# J.n Silver Pocket Watch



## Kangaroo (May 19, 2012)

Hi,

I have recently inherited a silver pocketwatch, the inside of the back case is hallmarked, as is the inside of the mechanism cover. It needs a key with a square, hollow middle in order to wind it up, and it is enscribed with J.N on the inside of the back, and the mechanism cover, as well as the ring on the top for a chain; I am assuming that J.N refers to the person/company who made the watch, however I have had no success in finding any information about them. I was just wondering if anyone could enlighten me as to who/what J.N refers to, and a bit of info regarding that. I can post pictures if this would help?

Thanks in advance


----------



## Mechanical Alarm (Oct 18, 2010)

*"... I can post pictures if this would help?"*

*D'ya think??*

Welcome if you are for real and not just a 1sy looking for a quick fix.


----------



## Kangaroo (May 19, 2012)

Hello Mechanical Alarm,

thank you for taking the time to reply... but the sarcasm was unnecessary. here are some pictures, im not sure if you need anything specific so just say if you do. any info regarding date, maker, anything really is appreciated.


----------



## Julian Latham (Jul 25, 2005)

I haven't had time read all of this ( http://sfcwebserve.com/HistoryWeb/Docs/Lant_Street_1851.pdf ) result of a Google for "Bone Southwark), but it is interesting in its own right.

Julian (L)


----------



## Julian Latham (Jul 25, 2005)

A clear shot of the movement and close ups of the various markings on the case should help to estimate the age of the watch - key wound and set probably puts it mid/later part of nineteenth century.

That the case is inscribed "Examined by S. Bone of Southwark Bridge" points to a watch/clock maker buying in movements and cases and marrying them up to suit the customer's needs or budget.

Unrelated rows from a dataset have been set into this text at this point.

PR #2650, opened 2026-08-26
fix(code): relay hosted engine inference through the caller's grant

### LINKED ISSUE #2651: fix(code): hosted engine children launch without inference credentials
Found running the #2613 smoke test, step 5. On the hosted machine, a Codex code session failed its first turn with a 401 from the vendor endpoint: \`Missing bearer or basic authentication in header\`, after nine error-level websocket reconnect notices.

Structural cause: the server spawns engine children with empty \`extra_argv\`/\`extra_env\`, and a gateway-authenticated hosted machine has no provider credentials anywhere the child can find them — no keys in the image, no harness logins in the container, and decision 51's on-behalf-of exchange lives in the server process, never in the child. Every hosted harness session is dead on arrival; only server-side chat inference works.

Fix: give each session a relay on the server's own listener that exchanges the owning caller's live machine-bound token per request and streams through to the Model Gateway's compat endpoints, with a session-scoped key in the child's environment. Decision 71 records the shape.

Claude Code and Codex are wired in #2650. Opencode and Grok are the remainder (separate issue).

naingthet:
## What

Hosted code sessions failed their first turn with a 401: the engine child (Claude Code, Codex) makes its own inference requests, and a gateway-authenticated hosted machine has no provider credentials to give it — no keys in the image, no harness logins, and the on-behalf-of exchange lives in the server process. A hosted Codex session fell back to `api.openai.com`, logged a reconnect notice per websocket attempt, and died with `Missing bearer or basic authentication in header`.

This PR gives each session a private inference path (decision 71, included):

- Two routes on the main listener, `/code/llm/anthropic/v1/messages` and `/code/llm/openai/v1/responses`, stream requests through to the Model Gateway's compat endpoints. Per request, the relay exchanges the owning caller's live machine-bound token for a fresh inference token (the same single-flight cache chat uses) and sends that upstream. The session outlives any single short-lived token.
- At spawn on a machine with an on-behalf-of gateway, the runtime mints an opaque `tbreak_hl_` key mapped to (owner, session) and wires the child at the relay: Claude Code through `ANTHROPIC_BASE_URL`/`ANTHROPIC_AUTH_TOKEN`, Codex through a custom `tidebreak` model provider on the command line. The custom provider also keeps Codex off its vendor-only websocket transport, which removes the reconnect noise.
- Keys follow the browser channel's lifecycle exactly: routes registered outside `require_token` with per-request bearer auth, reissue-on-attach replaces the prior key, and every path that revokes the browser channel revokes the relay key.
- Machines without an on-behalf-of gateway (desktop, static-token self-host) spawn children with empty extra argv/env exactly as before.

Refusals are vendor-shaped so engines report them legibly: 401 `authentication_error` for a missing/revoked key or a caller whose gateway session is gone; 502 `api_error` when the gateway does not answer, so the engine's own retry policy applies.

## Validation

- Unit tests pin the per-engine spawn wiring, the key lifecycle, and forwarding through a fake gateway (exchanged token replaces the relay key; query and body pass through; the child's credentials never reach upstream; unknown key / missing caller token / unreachable gateway map to 401/401/502).
- Both wirings were exercised against the real engine binaries before writing the server code: Codex 0.147.0 with the custom provider makes a single `POST .../responses` with the key as bearer and never touches its websocket transport; Claude Code with the base-URL override posts `/v1/messages?beta=true` with the bearer and no `x-api-key`.

## Notes

- A Codex thread started before this change recorded the default provider in its rollout, so resuming it may still fail; a new session is the path.
- Opencode and Grok sessions on hosted machines still launch without credentials; they need equivalent wiring (follow-up issue to be filed).

Fixes #2651.

### DIFF
--- a/crates/tidebreak-server/src/code/harness_llm.rs
+++ b/crates/tidebreak-server/src/code/harness_llm.rs
@@ -1,0 +1,563 @@
+//! Session-scoped inference relay for engine children (decision 71).
+//!
+//! A gateway-authenticated hosted machine holds no provider credentials an
+//! engine child could use: the image carries no `ANTHROPIC_API_KEY`, no
+//! Codex login, and decision 51's on-behalf-of exchange lives in this
+//! process, never in the child. Left alone, a child falls back to its
+//! vendor endpoint and fails the first turn with a 401.
+//!
+//! This module gives each session a private inference path instead. At
+//! spawn, the runtime mints an opaque relay key and points the child's own
+//! HTTP client at `{loopback_base}/code/llm/...` on this server's listener
+//! ([`spawn_wiring`]). Each relayed request presents that key; the relay
+//! maps it back to the owning caller, exchanges the caller's live
+//! machine-bound token for a fresh inference token, and streams the request
+//! through to the gateway's compat endpoint with that token in place of the
+//! key. Because the exchange runs per upstream request, a session outlives
+//! any single short-lived token.
+//!
+//! Security properties mirror the browser channel
+//! ([`super::browser_channel`]):
+//!
+//! * Keys are random v4 UUIDs, never derived from owner or session ids.
+//! * A key authorizes exactly the relay routes — it is not the app token
+//!   and opens nothing else on the listener.
+//! * Reissue for the same session replaces the prior key, and revocation
+//!   follows the browser channel's lifecycle.
+//! * The caller's gateway tokens never reach the child. The relay key is
+//!   the only secret in the child's environment, and it is useless off
+//!   this machine.
+
+use std::collections::HashMap;
+use std::sync::{Arc, Mutex};
+use std::time::Duration;
+
+use axum::http::header::AUTHORIZATION;
+use axum::http::{HeaderMap, HeaderName, StatusCode};
+use axum::response::Response;
+
+use tidebreak_core::{AgentError, CodeSessionId, HarnessKind, OwnerId};
+
+use crate::obo_gateway::OboGateway;
+
+/// Whose inference a relay key spends.
+#[derive(Clone)]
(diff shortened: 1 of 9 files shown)


naingthet:
**NO GO** at 0d96a8bcd

1. P1: `with_registry_and_browser_runtime` still constructs `CodeRuntime` without `harness_llm`. The struct now requires that field, so test and `scripted-harness` builds cannot compile. Production `new` / `bind_inner` set it; this helper does not. Set `harness_llm: None` there (same as `git_credentials`) so the type is consistent.

naingthet:
**G2G** at 01297ff67

`with_registry_and_browser_runtime` now sets `harness_llm: None`, so the prior compile break is gone. Production `CodeRuntime::new` still builds the relay from the same on-behalf-of handle as git lending. Each attach mints a session key bound to `session.owner`; `forward` exchanges only that owner via `bearer_for`, replaces the child credential, and returns 401 when the key is missing/revoked or the caller has no live token. Revoke follows the browser-channel paths, so a key cannot outlive the session or spend another caller's grant.

naingthet:
**G2G** at c1049bfdf

This head only teaches the owner-scoped route lint that `llm.rs` is a capability-bearer path (`HarnessLlmRelay` + `HeaderMap` + `relay.forward`). Production still builds the relay from the same on-behalf-of gateway as git lending. Attach mints a session key bound to `session.owner`; `forward` exchanges only that owner through `bearer_for`, strips the child credential, and returns 401 on a missing/revoked key or a caller with no live token. `with_registry_and_browser_runtime` still sets `harness_llm: None`. Revoke still follows the browser-channel paths, so a key cannot outlive the session or spend another caller's grant.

Southwark doesn't seem to have been one of the 'better' parts of town, but the site I was looking at (see post above) does list two watch/clock makers in the nineteenth century.


----------



## Julian Latham (Jul 25, 2005)

This site - http://www.clockrepairrochdale.com/Clock-Makers-Names-Index-B(2264546).htm - lists 'Bone, Samuel of London' and offers a search service for about Â£6.00.


----------



## Thomasr (Oct 11, 2011)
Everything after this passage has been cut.